== Task statement ==
All of the data should be restated exactly as it stands.

[Dataset entries]
================================

PR #197, opened 2016-07-20
Fix auditing of entities with fields that require sql conversion

### LINKED ISSUE #196: Fields that require SQL conversion to convert to database value not converted when saving to the audit table.
When an audited entity contains a field with a custom mapping type that requires calling a SQL function to convert to a value suitable for the database column, EntityAudit is not performing the SQL conversion when saving the field value to the audit table. The original, unconverted value is stored instead.

jamescdavis:
Fix #196


DavidBadura:
:+1:

bendavies:
@jamescdavis can you rebase this please?

jamescdavis:
rebased

bendavies:
thanks @jamescdavis !

PR #198, opened 2016-07-26
fix: use the type of association fields in LogRevisionsListener

mattjmattj:
When building the "UPDATE" query in postFlush, LogRevisionsListener
computes the type of each field to update. When the field was an association
field, the type was not used in the call of Connection::executeQuery, causing
the UPDATE query to fail.

This commit simply adds the computed type in the "types" array


bendavies:
@mattjmattj just here to say thanks for this. I've merged this into my fork for the time being: https://github.com/Owsy/EntityAudit/pull/5

bendavies:
thanks very much @mattjmattj

PR #202, opened 2016-08-16
clean up tests

bendavies:


bendavies:
This package seems pretty unmaintained now. Since I need to make quite a number of changes, i'm going to maintain my own fork for now.

PR #205, opened 2016-08-17
Travis improvements

bendavies:
some improvements to the travis config.

/cc @tolry

### DIFF
--- a/.travis.yml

================================

== Response to this exercise ==
PR #197, opened 2016-07-20
Fix auditing of entities with fields that require sql conversion

### LINKED ISSUE #196: Fields that require SQL conversion to convert to database value not converted when saving to the audit table.
When an audited entity contains a field with a custom mapping type that requires calling a SQL function to convert to a value suitable for the database column, EntityAudit is not performing the SQL conversion when saving the field value to the audit table. The original, unconverted value is stored instead.

jamescdavis:
Fix #196


DavidBadura:
:+1:

bendavies:
@jamescdavis can you rebase this please?

jamescdavis:
rebased

bendavies:
thanks @jamescdavis !

PR #198, opened 2016-07-26
fix: use the type of association fields in LogRevisionsListener

mattjmattj:
When building the "UPDATE" query in postFlush, LogRevisionsListener
computes the type of each field to update. When the field was an association
field, the type was not used in the call of Connection::executeQuery, causing
the UPDATE query to fail.

This commit simply adds the computed type in the "types" array


bendavies:
@mattjmattj just here to say thanks for this. I've merged this into my fork for the time being: https://github.com/Owsy/EntityAudit/pull/5

bendavies:
thanks very much @mattjmattj

PR #202, opened 2016-08-16
clean up tests

bendavies:


bendavies:
This package seems pretty unmaintained now. Since I need to make quite a number of changes, i'm going to maintain my own fork for now.

PR #205, opened 2016-08-17
Travis improvements

bendavies:
some improvements to the travis config.

/cc @tolry

### DIFF
--- a/.travis.yml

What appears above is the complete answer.